(Saved data entries)

------------------------------------------------------------------------

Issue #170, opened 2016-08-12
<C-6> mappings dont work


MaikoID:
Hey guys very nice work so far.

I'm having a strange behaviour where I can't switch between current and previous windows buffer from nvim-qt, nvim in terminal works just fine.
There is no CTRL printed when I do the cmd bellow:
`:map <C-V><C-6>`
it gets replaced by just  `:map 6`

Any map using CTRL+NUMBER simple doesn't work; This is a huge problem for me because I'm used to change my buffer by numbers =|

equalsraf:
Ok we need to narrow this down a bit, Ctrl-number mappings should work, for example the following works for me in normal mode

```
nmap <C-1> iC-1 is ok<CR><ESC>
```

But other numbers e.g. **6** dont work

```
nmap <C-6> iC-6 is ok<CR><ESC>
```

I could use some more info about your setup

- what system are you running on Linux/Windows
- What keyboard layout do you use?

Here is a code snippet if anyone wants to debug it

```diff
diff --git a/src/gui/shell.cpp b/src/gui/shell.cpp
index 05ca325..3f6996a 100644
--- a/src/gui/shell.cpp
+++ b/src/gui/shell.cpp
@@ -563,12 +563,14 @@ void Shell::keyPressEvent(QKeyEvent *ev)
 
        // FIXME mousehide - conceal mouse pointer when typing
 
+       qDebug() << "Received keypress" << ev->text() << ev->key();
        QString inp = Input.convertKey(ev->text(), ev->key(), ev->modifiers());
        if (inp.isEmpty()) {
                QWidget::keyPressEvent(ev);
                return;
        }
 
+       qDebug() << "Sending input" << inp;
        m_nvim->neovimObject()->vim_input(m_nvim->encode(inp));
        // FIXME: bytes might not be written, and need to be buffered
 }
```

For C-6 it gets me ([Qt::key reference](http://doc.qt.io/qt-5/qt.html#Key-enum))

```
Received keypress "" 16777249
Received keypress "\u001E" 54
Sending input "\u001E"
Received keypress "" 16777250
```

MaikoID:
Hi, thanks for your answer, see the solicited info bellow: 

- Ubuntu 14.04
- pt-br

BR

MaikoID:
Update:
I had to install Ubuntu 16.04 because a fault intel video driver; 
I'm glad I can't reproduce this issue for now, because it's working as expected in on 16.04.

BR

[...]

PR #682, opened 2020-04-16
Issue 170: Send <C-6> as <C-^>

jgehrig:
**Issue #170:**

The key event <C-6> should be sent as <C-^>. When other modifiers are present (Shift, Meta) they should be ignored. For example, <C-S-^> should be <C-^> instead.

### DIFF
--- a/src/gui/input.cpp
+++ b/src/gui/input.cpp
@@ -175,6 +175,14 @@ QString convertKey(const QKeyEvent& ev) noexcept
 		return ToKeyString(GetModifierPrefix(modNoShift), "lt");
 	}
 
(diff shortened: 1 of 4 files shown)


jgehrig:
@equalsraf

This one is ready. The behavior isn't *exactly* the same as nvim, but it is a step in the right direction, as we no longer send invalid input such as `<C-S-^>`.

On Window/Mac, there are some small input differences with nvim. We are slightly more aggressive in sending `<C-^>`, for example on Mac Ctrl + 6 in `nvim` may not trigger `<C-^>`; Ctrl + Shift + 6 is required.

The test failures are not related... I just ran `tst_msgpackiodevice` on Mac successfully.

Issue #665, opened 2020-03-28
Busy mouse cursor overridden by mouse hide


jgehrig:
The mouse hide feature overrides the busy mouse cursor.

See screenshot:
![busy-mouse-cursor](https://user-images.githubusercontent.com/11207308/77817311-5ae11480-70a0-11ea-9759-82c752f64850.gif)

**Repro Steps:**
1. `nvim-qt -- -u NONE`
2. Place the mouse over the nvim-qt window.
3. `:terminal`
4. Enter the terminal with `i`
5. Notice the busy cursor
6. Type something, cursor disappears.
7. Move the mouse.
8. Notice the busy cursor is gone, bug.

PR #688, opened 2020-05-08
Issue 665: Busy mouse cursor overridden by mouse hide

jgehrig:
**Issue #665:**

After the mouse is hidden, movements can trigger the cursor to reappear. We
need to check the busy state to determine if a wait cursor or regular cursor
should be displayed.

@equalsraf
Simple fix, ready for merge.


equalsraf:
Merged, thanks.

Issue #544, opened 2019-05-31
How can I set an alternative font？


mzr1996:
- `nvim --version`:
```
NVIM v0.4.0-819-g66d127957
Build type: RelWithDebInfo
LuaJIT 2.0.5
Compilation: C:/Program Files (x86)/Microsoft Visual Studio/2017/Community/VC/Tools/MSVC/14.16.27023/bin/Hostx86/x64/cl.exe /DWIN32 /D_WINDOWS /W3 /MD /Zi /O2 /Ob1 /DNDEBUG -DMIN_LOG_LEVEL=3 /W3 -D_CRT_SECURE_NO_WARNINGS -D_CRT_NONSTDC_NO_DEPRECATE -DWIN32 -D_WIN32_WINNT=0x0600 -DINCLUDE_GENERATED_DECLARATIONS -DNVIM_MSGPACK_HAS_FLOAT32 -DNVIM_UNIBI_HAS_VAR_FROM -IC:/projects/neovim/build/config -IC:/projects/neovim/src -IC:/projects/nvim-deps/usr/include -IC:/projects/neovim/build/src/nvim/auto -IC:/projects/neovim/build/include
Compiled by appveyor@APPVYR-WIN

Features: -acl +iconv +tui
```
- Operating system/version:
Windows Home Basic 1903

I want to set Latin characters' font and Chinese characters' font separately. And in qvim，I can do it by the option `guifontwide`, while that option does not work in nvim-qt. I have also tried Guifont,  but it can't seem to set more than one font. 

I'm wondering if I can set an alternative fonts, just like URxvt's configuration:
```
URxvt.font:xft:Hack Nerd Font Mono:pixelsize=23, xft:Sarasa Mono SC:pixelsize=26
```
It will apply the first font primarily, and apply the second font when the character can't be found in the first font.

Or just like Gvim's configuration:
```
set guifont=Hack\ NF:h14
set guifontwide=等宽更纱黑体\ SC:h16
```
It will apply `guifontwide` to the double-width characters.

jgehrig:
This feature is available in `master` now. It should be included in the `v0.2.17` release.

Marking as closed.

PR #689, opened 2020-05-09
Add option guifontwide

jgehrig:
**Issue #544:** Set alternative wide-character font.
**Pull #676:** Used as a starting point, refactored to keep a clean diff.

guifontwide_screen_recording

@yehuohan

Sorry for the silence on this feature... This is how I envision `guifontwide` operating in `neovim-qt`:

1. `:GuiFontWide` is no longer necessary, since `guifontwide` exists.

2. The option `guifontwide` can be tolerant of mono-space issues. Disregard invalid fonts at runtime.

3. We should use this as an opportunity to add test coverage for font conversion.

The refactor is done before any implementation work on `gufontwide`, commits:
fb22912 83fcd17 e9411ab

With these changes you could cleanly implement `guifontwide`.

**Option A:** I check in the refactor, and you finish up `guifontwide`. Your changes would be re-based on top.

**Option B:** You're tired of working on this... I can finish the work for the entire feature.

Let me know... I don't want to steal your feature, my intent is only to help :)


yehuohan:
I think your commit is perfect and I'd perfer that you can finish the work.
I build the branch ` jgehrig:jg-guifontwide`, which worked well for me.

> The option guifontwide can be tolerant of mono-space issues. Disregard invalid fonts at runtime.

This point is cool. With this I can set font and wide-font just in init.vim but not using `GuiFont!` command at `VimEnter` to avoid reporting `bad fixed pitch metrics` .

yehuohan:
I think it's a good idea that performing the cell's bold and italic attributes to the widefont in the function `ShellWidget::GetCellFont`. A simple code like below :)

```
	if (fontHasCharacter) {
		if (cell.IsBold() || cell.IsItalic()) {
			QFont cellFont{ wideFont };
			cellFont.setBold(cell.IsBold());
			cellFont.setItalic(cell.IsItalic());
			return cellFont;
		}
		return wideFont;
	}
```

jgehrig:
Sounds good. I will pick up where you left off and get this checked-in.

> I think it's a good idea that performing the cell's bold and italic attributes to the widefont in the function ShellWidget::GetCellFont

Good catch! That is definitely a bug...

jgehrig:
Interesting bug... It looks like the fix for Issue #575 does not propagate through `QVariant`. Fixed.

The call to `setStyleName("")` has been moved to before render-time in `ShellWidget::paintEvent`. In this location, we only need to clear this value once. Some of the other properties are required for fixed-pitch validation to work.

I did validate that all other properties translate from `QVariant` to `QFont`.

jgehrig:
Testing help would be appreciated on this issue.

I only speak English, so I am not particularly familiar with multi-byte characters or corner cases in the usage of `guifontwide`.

------------------------------------------------------------------------

For the word "trigger", show every line of the entries that holds it.

*Solution:*
On Window/Mac, there are some small input differences with nvim. We are slightly more aggressive in sending `<C-^>`, for example on Mac Ctrl + 6 in `nvim` may not trigger `<C-^>`; Ctrl + Shift + 6 is required.
After the mouse is hidden, movements can trigger the cursor to reappear. We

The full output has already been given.